In [1]:
# Data Wrangling
import pandas as pd
import numpy as np

# Eventual Visualisation
import matplotlib.pyplot as plt
import seaborn as sns

# Text Processing
import emoji
import re
import string

# NLP
import spacy

# Language Detection
from transformers import pipeline

# Spell Checking
import enchant
from autocorrect import Speller
from enchant.checker import SpellChecker

2024-03-11 10:05:30.881489: I tensorflow/core/platform/cpu_feature_guard.cc:182] This TensorFlow binary is optimized to use available CPU instructions in performance-critical operations.
To enable the following instructions: AVX2 FMA, in other operations, rebuild TensorFlow with the appropriate compiler flags.


In [2]:
# Ready scraped data
df = pd.read_csv("./data/merged_output.csv")

In [3]:
df.loc[(df["offer_ref"].isin([119352308, 126556830, 97049775,]) 
        & df["entry_id"].isin([16919388, 16453304, 16368349,])),
        "review_text"]

Series([], Name: review_text, dtype: object)

In [4]:
# Delete reviews written in cyrillic with a mix of polish characters (Those cases are not handled by cyryllic fix later on)
df = df[~(df["offer_ref"].isin([119352308, 126556830, 97049775,]) 
          & df["entry_id"].isin([16919388, 16453304, 16368349,]))]

In [5]:
other_langs = pd.read_csv("./data/foreign_languages.csv")

In [6]:
df.loc[df["entry_id"].isin(other_langs["entry_id"]) 
       & df["offer_ref"].isin(other_langs["offer_ref"]), 
       "review_text"].head(5)

Series([], Name: review_text, dtype: object)

In [7]:
# Delete reviews written in other languages
df = df.loc[~(df["entry_id"].isin(other_langs["entry_id"]) 
              & df["offer_ref"].isin(other_langs["offer_ref"]))]

In [8]:
# "review_text" nan are to be deleted.

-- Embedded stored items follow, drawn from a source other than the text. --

PR #580, opened 2025-03-02
Remove "optional" for GetVolumeGroupSnapshot to avoid confusion

xing-yang:
**What type of PR is this?**
cleanup

This PR removes "optional" from the following description about `GetVolumeGroupSnapshot`. Technically this sentence is correct as `GetVolumeGroupSnapshot` is optional. However, it adds confusion as the sentence immediately following this says it must be implemented if a plugin has `CREATE_DELETE_GET_VOLUME_GROUP_SNAPSHOT` capability. For volume group snapshots, there is a single capability for create/delete/get volume group snapshots. If that capability is supported, all there RPCs create/delete/get must be implemented.

```
This optional RPC MAY be called by the CO to fetch current information about a volume group snapshot.

A Controller Plugin MUST implement this `GetVolumeGroupSnapshot` RPC call if it has `CREATE_DELETE_GET_VOLUME_GROUP_SNAPSHOT` capability.
```

Fixes #

```release-note
none
```

### DIFF
--- a/spec.md
+++ b/spec.md
@@ -3086,7 +3086,7 @@ The CO MUST implement the specified error recovery behavior when it encounters t
 
 #### `GetVolumeGroupSnapshot`
 
-This optional RPC MAY be called by the CO to fetch current information about a volume group snapshot.
+This RPC MAY be called by the CO to fetch current information about a volume group snapshot.
 
 A Controller Plugin MUST implement this `GetVolumeGroupSnapshot` RPC call if it has `CREATE_DELETE_GET_VOLUME_GROUP_SNAPSHOT` capability.
 


jdef:
I seem to remember similar language in the spec for other RPCs. Whatever we
decide to do here, we should be consistent everywhere.

xing-yang:
I found similar language for ControllerGetVolume RPC.  The only difference is that GET_VOLUME capability is only for ControllerGetVolume RPC, while CREATE_DELETE_GET_VOLUME_GROUP_SNAPSHOT capability is for Create/Delete/GetVolumeGroupSnapshot RPCs.

Should we remove "optional" for  ControllerGetVolume as well?

```
This optional RPC MAY be called by the CO to fetch current information about a volume.

A Controller Plugin MUST implement this ControllerGetVolume RPC call if it has GET_VOLUME capability.
```

bswartz:
> Should we remove "optional" for ControllerGetVolume as well?

Yes, we should.

PR #586, opened 2025-04-17
Add GetSnapshot RPC

xing-yang:
**What type of PR is this?**
feature

This PR adds a GetSnapshot RPC

Fixes #

```release-note
Adds GetSnapshot RPC.
```


spec.md
```diff
@@ -2147,6 +2156,50 @@ The CO MUST implement the specified error recovery behavior when it encounters t
...
 
+#### `GetSnapshot`
+
+**ALPHA FEATURE**
+
+This optional RPC MAY be called by the CO to fetch current information about a snapshot.
+
+A Controller Plugin MUST implement this `GetSnapshot` RPC call if it has `GET_SNAPSHOT` capability.
+
+SP supporting Group Controller Service and the CREATE_DELETE_GET_VOLUME_GROUP_SNAPSHOT capability SHOULD implement the `GetSnapshot` RPC in order to retrieve information for individual snapshots that are part of a group snapshot.
```
bswartz, line 2167: An SP that supports...

spec.md
```diff
@@ -2147,6 +2156,50 @@ The CO MUST implement the specified error recovery behavior when it encounters t
...
+
+`GetSnapshotResponse` should contain current information of a snapshot if it exists.
+If the snapshot does not exist any more, `GetSnapshot` should return gRPC error code `NOT_FOUND`.
```
bswartz, line 2170: Should we also say that snapshots which were recently created and not yet ready_to_use must be retrievable with this RPC? I think it's kind of obvious, but it would be good to change the current mechanism of polling for ready_to_use to rely on GetSnapshot instead of CreateSnapshot for SPs that support it in the future. Having some language here would make us feel safer about making that change.

bswartz (changes requested):

spec.md
xing-yang: Done

spec.md
xing-yang: Done

bswartz (approved):
/lgtm

nixpanic (commented):
Looks good to me, thanks! You probably want to squash the commits into one before it gets merged?

xing-yang:
Squashed the commits.

nixpanic (approved):
Thanks!

It has obviously been an omission, and I can imaging COs would want to use this. Can you leave a link in the comments where this new procedure would be used?

bswartz:
> Thanks!
> 
> It has obviously been an omission, and I can imaging COs would want to use this. Can you leave a link in the comments where this new procedure would be used?

It's expected that statically provisioned group snapshots would use this API to populate information about the individual members of the group snapshot. Today we don't have a good way of getting the necessary information in that case. One hack is to rely on ListSnapshots with a snapshot ID passed in, but many drivers don't support that, due to other challenges related to snapshot listing.

humblec (approved):

jdef:
Is there a KEP that describes the use case? Unclear why the list API
doesn't work here.


James DeFelice

xing-yang:
Here is the KEP: https://github.com/kubernetes/enhancements/pull/5013/files
ListSnapshots API works as well, however, many storage vendors could not support list snapshots due to the performance overhead.
Usually storage vendors do not have a problem supporting GetSnapshot if they want to support volume snapshot or volume group snapshot.

jdef:
Thanks for explaining

James DeFelice

jdef:
Lgtm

Other can stay.
df = df.dropna(subset=["review_text"])

# Remove invalid entries
df = df.loc[df["entry_date"] != "entry_date"]

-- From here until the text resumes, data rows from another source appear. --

PR #591, opened 2025-06-24
Documented FAILED_PRECONDITION as a possible error for GetMetadataDelta

carlbraganza:
If changed block tracking has not been enabled in the underlying storage subsystem then GetMetadataDelta will fail.
This PR documents the gRPC error code that should be returned when this happens.

**What type of PR is this?**
This is a documentation change only.

This provides information to CSI driver developers on the precise error code to return for this error, and
guidance to the backup application developer on how to respond.

Fixes #

This change was discussed in the Data Protection Working Group meeting.

```release-note
NONE
```

### DIFF
--- a/spec.md
+++ b/spec.md
@@ -3343,7 +3343,7 @@ The following conditions are well defined:
 
 | Condition | gRPC Code | Description | Recovery Behavior |
 |-----------|-----------|-------------|-------------------|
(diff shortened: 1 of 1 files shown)


jdef:
s/operation would work/operation would proceed/

bswartz (approved):
/lgtm

akankshapanse:
@carlbraganza will the similar change be required for GetMetadataAllocated() API as well, mainly for cases like CBT is not enabled on underlying disk/data copy ?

# Remove duplicate entries
df = df.drop_duplicates(["offer_ref", "entry_id", "review_text"])

# fix data types
df["entry_date"] = pd.to_datetime(df["entry_date"])
df["purchase_date"] = pd.to_datetime(df["purchase_date"])
df["entry_id"] = df["entry_id"].astype(int)
df["offer_ref"] = df["offer_ref"].astype(int)
df["score"] = df["score"].astype(float)

# Get Sentiment Cases based on score
df["sentiment"] = df["score"].apply(lambda x: "Positive" if x >= 4 else "Negative" if x <= 2 else "Neutral")

In [9]:
# Get only text and sentiment
to_clean = df[["review_text", "sentiment"]].drop_duplicates("review_text").copy()

In [10]:
# 1927 reviews containing special unicode characters
to_clean[to_clean["review_text"].str.contains("[\t\r\n\v\f\ufeff]")].shape

(4877, 2)

In [11]:
# Get rid of newlines and other whitespace chars
to_clean["review_text"] = to_clean["review_text"].replace("[\t\r\n\v\f\ufeff]", " ", regex=True)

In [12]:
# Remove whitespaces created by previous step
to_clean["review_text"] = to_clean["review_text"].replace(" +", " ", regex=True)
to_clean[to_clean["review_text"].str.contains("  ")]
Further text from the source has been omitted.